Back in May 2012 I was asked to have a conversation with a big internationally operating beverage manufacturer. A large team of blue suits came by in The Netherlands to talk about innovation and food. After my short pitch about our company TOP I was asked for advice about innovation processes within large companies. Well, I had. These advices have been on my blog for years, originating from the world of systems engineering. Harold van Garderen has spent years training me in this area during the heydays of Community of Talents (#CoT).
Back to the beverage manufacturer. My advice boiled down to:
- Don’t think from the perspective of a large R&D or Innovation department. These are not creative, they only create a monoculture, especially in large companies.
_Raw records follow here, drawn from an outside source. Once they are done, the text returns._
PR #685, opened 2023-12-12
fix: Render table with overflow

### LINKED ISSUE #684: Debug assertion on too-wide, empty, right-aligned table cell
## Description

When trying to render a particular table which is wider than the available area, ratatui panics on a debug assertion. This is similar to #474, but with a somewhat different backtrace.

The following seems to need to be true for the repro below to work:

* Terminal should be narrower than the table's width constraint (e.g., 140 in the example)
* There should be an empty, right-aligned line in the table
* Also, using `Line::raw` in place of `<Line as From<&str>>::from` doesn't work; I suspect that's because Line::raw uses str::lines to normalize its content

```
thread 'main' panicked at 'Trying to access position outside the buffer: x=138, y=0, area=Rect { x: 0, y: 0, width: 138, height: 45 }', /home/wbain/.cargo/registry/src/index.crates.io-6f17d22bba15001f/ratatui-0.24.0/src/buffer.rs:240:9
stack backtrace:
   0: rust_begin_unwind
             at /rustc/eb26296b556cef10fb713a38f3d16b9886080f26/library/std/src/panicking.rs:593:5
   1: core::panicking::panic_fmt
             at /rustc/eb26296b556cef10fb713a38f3d16b9886080f26/library/core/src/panicking.rs:67:14
   2: ratatui::buffer::Buffer::index_of
             at /home/wbain/.cargo/registry/src/index.crates.io-6f17d22bba15001f/ratatui-0.24.0/src/buffer.rs:240:9
   3: ratatui::buffer::Buffer::set_stringn
             at /home/wbain/.cargo/registry/src/index.crates.io-6f17d22bba15001f/ratatui-0.24.0/src/buffer.rs:309:25
   4: ratatui::buffer::Buffer::set_line
             at /home/wbain/.cargo/registry/src/index.crates.io-6f17d22bba15001f/ratatui-0.24.0/src/buffer.rs:343:23
   5: ratatui::widgets::table::render_cell
             at /home/wbain/.cargo/registry/src/index.crates.io-6f17d22bba15001f/ratatui-0.24.0/src/widgets/table.rs:640:9
   6: <ratatui::widgets::table::Table as ratatui::widgets::StatefulWidget>::render
             at /home/wbain/.cargo/registry/src/index.crates.io-6f17d22bba15001f/ratatui-0.24.0/src/widgets/table.rs:558:17
   7: ratatui::terminal::Frame::render_stateful_widget
             at /home/wbain/.cargo/registry/src/index.crates.io-6f17d22bba15001f/ratatui-0.24.0/src/terminal.rs:632:9
   8: bad_table::main::{{closure}}
             at ./examples/bad_table.rs:20:13
   9: ratatui::terminal::Terminal<B>::draw
             at /home/wbain/.cargo/registry/src/index.crates.io-6f17d22bba15001f/ratatui-0.24.0/src/terminal.rs:334:9
  10: bad_table::main
             at ./examples/bad_table.rs:19:9
  11: core::ops::function::FnOnce::call_once
             at /rustc/eb26296b556cef10fb713a38f3d16b9886080f26/library/core/src/ops/function.rs:250:5
note: Some details are omitted, run with `RUST_BACKTRACE=full` for a verbose backtrace.
```

## To Reproduce

```rust
use std::io;

use crossterm::{terminal, ExecutableCommand};
use ratatui::{
    backend::CrosstermBackend,
    layout::{Alignment, Constraint},
    text::Line,
    widgets::{Row, Table},
    Terminal,
};

fn main() -> io::Result<()> {
    io::stdout().execute(terminal::EnterAlternateScreen)?;
    terminal::enable_raw_mode()?;
    let mut terminal = Terminal::new(CrosstermBackend::new(io::stdout()))?;
    terminal.clear()?;

    loop {
        terminal.draw(|frame| {
            frame.render_stateful_widget(
                Table::new(vec![])
                    .header(Row::new([Line::from("").alignment(Alignment::Right)]))
                    .widths(&[Constraint::Min(140); 1]),
                frame.size(),
                &mut Default::default(),
            );
        })?;

        // Check for user input every 250 milliseconds
        if crossterm::event::poll(std::time::Duration::from_millis(250))? {
            // If a key event occurs, handle it
            if let crossterm::event::Event::Key(key) = crossterm::event::read()? {
                if key.kind == crossterm::event::KeyEventKind::Press {
                    match key.code {
                        crossterm::event::KeyCode::Char('q') => break,
                        _ => {}
                    }
                }
            }
        }
    }

    io::stdout().execute(terminal::LeaveAlternateScreen)?;
    terminal::disable_raw_mode()?;

    Ok(())
}
```

## Expected behavior

Trying to render a table which doesn't fit should resolve in some form of truncation rather than a panic.

## Environment

- OS: Linux
- Terminal Emulator: vscode (TERM=xterm-256color)
- Font: N/A
- Crate version: 0.24.0
- Backend: crossterm

## Additional context

In [ratatui::buffer::Buffer::set_stringn](https://github.com/ratatui-org/ratatui/blob/d19b266e0eabdb0fb00660439a1818239c94024b/src/buffer.rs#L318) the first call is to `Buffer::index_of`, which asserts. It looks like `Buffer::set_stringn` is supposed to handle truncating strings which are too long—if it weren't for the debug assert I believe that the call would hit the bound check [in the loop](https://github.com/ratatui-org/ratatui/blob/d19b266e0eabdb0fb00660439a1818239c94024b/src/buffer.rs#L329) and avoid actually writing anything. So it seems like a fix here would be to defer the `index_of` call until after a bounds check.

YeungKC:
This PR aims to fix an issue in the `render_cell` function that could lead to an index out of range error. The problem was caused by incorrect positioning of the `x` coordinate in the original code.

Fixes #684

### DIFF
--- a/src/widgets/table.rs
+++ b/src/widgets/table.rs
@@ -706,7 +706,12 @@ fn render_cell(buf: &mut Buffer, cell: &Cell, area: Rect) {
             _ => 0,
         };
 
-        buf.set_line(area.x + x_offset, area.y + i as u16, line, area.width);
+        let x = area.x + x_offset;
+        if x >= area.right() {
+            continue;
+        }
+
+        buf.set_line(x, area.y + i as u16, line, area.width);
     }
 }
 
@@ -1033,6 +1038,15 @@ mod tests {
         ]);
 
         assert_eq!(buf, expected);
+    }
+
+    #[test]
+    fn test_render_table_when_overflow() {
+        let mut buf = Buffer::empty(Rect::new(0, 0, 20, 3));
+        let table = Table::new(vec![], [Constraint::Min(20); 1])
+            .header(Row::new([Line::from("").alignment(Alignment::Right)]));
+
+        Widget::render(table, Rect::new(0, 0, 20, 3), &mut buf);
     }
 
     #[test]


orhun (approved):
Can confirm that the panic is fixed with this. Not sure if we need more tests / if there is any edge cases though. General approval +

YeungKC:
I'm not very know this lib, but I think, normally, only an empty string would trigger that issue.

Valentin271 (approved):
I think that's enough test. I agree with @YeungKC, only an empty string, right aligned and with no border can trigger this.

Issue #679, opened 2023-12-09
Implement `From` for `Style`


Valentin271:
## Problem

There is no way to create a `Style` from crossterm, termion or termwiz style.

This is impossible to implement on the user's side because of the orphan rule. Or super cumbersome with a new-type pattern (not to mention underlying `Color` and attributes have the exact same problem).

It is also impossible to use raw ansi code when creating `Text`, `Line` or `Span` as they will render 
![image](https://github.com/ratatui-org/ratatui/assets/36198422/6e40ed52-dd9c-44e6-ab4a-234d5959e7c9)
Code reference:
![image](https://github.com/ratatui-org/ratatui/assets/36198422/7ffb71ac-3f26-4cfb-aff3-6c0a0cdbd995)

## Solution

Add a `From` impl for `Style`, `Color` and `Modifier`.
These should be under their corresponding terminal feature.

~~We could also authorize raw ansi codes when creating `Text`, `Line`, `Span` and others (if this is possible, don't know the underlying limitations here).~~

EDIT for future readers: [ansi-to-tui](https://crates.io/crates/ansi-to-tui) does exactly that.

## Additional context

I wanted to use https://github.com/sharkdp/lscolors to retrieve `LS_COLORS` and print a list of files.

This could somewhat relate to #493. 

# Tasks

- [x] `crossterm`
- [x] `termion`
- [ ] `termwiz`

joshka:
Definitely a good idea

mobley-trent:
Hello @joshka Is this issue still open for `termwiz` ?

joshka:
Yes. And termion.

Valentin271:
Termion was already done in #692.

Do you want to work on termwiz @mobley-trent?

---

[added a checklist to the original comment]

joshka:
> Termion was already done in https://github.com/ratatui-org/ratatui/pull/692.

Apologies - I forgot.

Valentin271:
Sorry, you didn't reply so I thought you were only checking on :sweat_smile: . I was already working on this at this point ...

If you want to help there is still some interesting work left in the issues list.

PR #686, opened 2023-12-12
feat(style): implement `From` trait for crossterm to `Style` related structs

Valentin271:
This PR includes the following `From` implementations:

- from `Attribute` to `Modifier`
- from `Attributes` to `Modifier`
- from crossterm `Color` to `Color`
- from `ContentStyle` to `Style`

This PR relates to #679. I've decided to split the work across multiple PRs to facilitate the reviewing process.

### DIFF
--- a/src/backend/crossterm.rs
+++ b/src/backend/crossterm.rs
@@ -10,8 +10,8 @@ use crossterm::{
     cursor::{Hide, MoveTo, Show},
     execute, queue,
     style::{
-        Attribute as CAttribute, Color as CColor, Print, SetAttribute, SetBackgroundColor,
-        SetForegroundColor,
+        Attribute as CAttribute, Attributes as CAttributes, Color as CColor, ContentStyle, Print,
+        SetAttribute, SetBackgroundColor, SetForegroundColor,
     },
     terminal::{self, Clear},
 };
@@ -21,7 +21,7 @@ use crate::{
     buffer::Cell,
     layout::Size,
     prelude::Rect,
-    style::{Color, Modifier},
+    style::{Color, Modifier, Style},
 };
 
 /// A [`Backend`] implementation that uses [Crossterm] to render to the terminal.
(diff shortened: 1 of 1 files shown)


src/style.rs
```diff
@@ -110,6 +110,60 @@ impl fmt::Debug for Modifier {
     }
 }
 
+#[cfg(feature = "crossterm")]
```
joshka, line 113: These might belong in crossterm.rs to avoid the feature checks and having an impl for each backend in style.rs

src/style.rs
```diff
@@ -110,6 +110,60 @@ impl fmt::Debug for Modifier {
...
+            res |= Modifier::DIM;
+        }
+        if value.has(CAttribute::Italic) {
+            res |= Modifier::ITALIC;
+        }
+        if value.has(CAttribute::Underlined)
+            || value.has(CAttribute::DoubleUnderlined)
+            || value.has(CAttribute::Undercurled)
+            || value.has(CAttribute::Underdotted)
+            || value.has(CAttribute::Underdashed)
```
joshka, line 143: Aside: If these really work, do you think we should add them to Ratatui at some point?

src/style.rs
```diff
@@ -631,4 +826,67 @@ mod tests {
...
+            ContentStyle {
+                attributes: CAttributes::from([CAttribute::NoBold, CAttribute::NoItalic].as_ref()),
+                ..Default::default()
+            },
+        ];
+        let styles = styles();
+
+        for (content_style, style) in content_styles.into_iter().zip(styles) {
+            assert_eq!(Style::from(content_style), style);
+        }
```
joshka, line 876: When reading it I had to read down, then up to work out what fn styles was doing and then for each style had to read up and down to keep them in sync. This is a test smell. I'd prefer to replace this approach with many asserts like:
```rust
assert_eq!(ContentStyle::new().dark_yellow().into(), Style::new().yellow());
```

joshka (changes requested):

src/style.rs
Valentin271: Makes much more sense now that I'm writing it, to have it in crossterm with the other From impl

src/style.rs
Valentin271: You're right I also had to do that while writing the test. Fixed when moved to crossterm

src/style.rs
Valentin271: I think we either implement everything (see [crossterm](https://docs.rs/crossterm/latest/crossterm/style/enum.Attribute.html) and [ANSI wiki](https://en.wikipedia.org/wiki/ANSI_escape_code#SGR_(Select_Graphic_Rendition)_parameters)) or stay as is.

It seems those are rarely supported features. For example my `xfce4-terminal` supports underlined and double underlined bot not fraktur or framed. And tbh `Underdotted`, `Undercurled` and `Underdashed` doesn't even show up on the wiki.

tldr; overall no one has requested that, let's keep it as is and implement it later if really needed

src/backend/crossterm.rs
```diff
@@ -274,6 +274,32 @@ impl From<Color> for CColor {
     }
 }
 
+impl From<CColor> for Color {
+    fn from(value: CColor) -> Self {
+        match value {
+            CColor::Reset => Self::Reset,
```
joshka, line 280: nit: is it worth making these in the same order as above (it's that way because it aligns with the numeric index of the colors)?

src/backend/crossterm.rs
```diff
@@ -344,3 +370,300 @@ impl ModifierDiff {
         Ok(())
     }
 }
+
+impl From<CAttribute> for Modifier {
+    fn from(value: CAttribute) -> Self {
+        Modifier::from(CAttributes::from(value))
```
joshka, line 376: Can you add a doc comment for this line - it's a bit weird / requires understanding of crossterm Attribute vs Attributes

joshka (approved):
Approve - with nits

src/backend/crossterm.rs
Valentin271: Sure, I put them in the order of the enum originally

src/backend/crossterm.rs
Valentin271: Sure, plus the difference is subtle

orhun (approved):
I likey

- Start a lot of small(er) projects and dare to waste time. Put enough money – at least a couple of tons – into these projects and put your best people to the task. You need to provide a safety net for them though, let’s call it a return guarantee.
- “Let go” of these projects and trust your people. Letting go means ‘outside the structures of the bigger organization’. Let them consider it as a start-up. Multinationals should start internal incubators.
- The external projects get only one precondition: Report back at the central organization when there’s success.
In systems engineering this is also called safe-fail. Innovation profits from spoilage, experimenting and accepting that sometimes projects fail.
What do you need to do this? Trust and space! The MBA-manager who thinks he can steer creativity and innovation through his spreadsheet, is more likely to kill than to stimulate innovation. But of course it needs to be done in a safe-fail setting. A metaphor we use for this within TOP is “the oil tanker and the zodiacs”. This metaphor has two sides. An oil tanker is stable, steady in its course and can withstand a sturdy storm, but an oil tanker is hard to move. Zodiacs however are cheap, flexible, quick (and a bit more vulnerable).
Being able to move is – in a society in transition to the 6th cycle of Kondratieff – needed more than ever. I call it “the only constant factor is that tomorrow is different”. Companies – big and small – will profit therefor from being able to swarm and by all means prevent procedures and company-DNA from blocking the innovative flow. This means that also oil tankers have to learn to move, which will develop through letting go of a lot of zodiacs. ‘Heinz demonstrates in the Netherlands within a year that innovation centers don’t work’. Unilever already concluded that a long time ago. And I think FrieslandCampina will come to the same conclusion within 3 years from now. What needs to be done now is show the Ministry of Economic Affairs that top institutes or PPS’s won’t lead to more innovation. And universities are meant for education, not for innovation.
Governments and big companies should realize that “grand designs” don’t work (anymore). nor does manufacturability (if it ever existed).
The metaphor of the Oil tankers and Zodiacs is included in the rough material of “Making Progress, the movie”. It will be available online shortly. At the 2012 version of Top Technology Talks I mentioned the metaphor (at 9:35), as well as at a lecture at a large Dutch company in 2011. This company has – just like the beverage manufacturer mentioned in my introduction – not yet begun to move.
To all large companies I frequently say: “also oil tankers can sink, and the Roman Empire didn’t last forever. Move! Dare to let go!”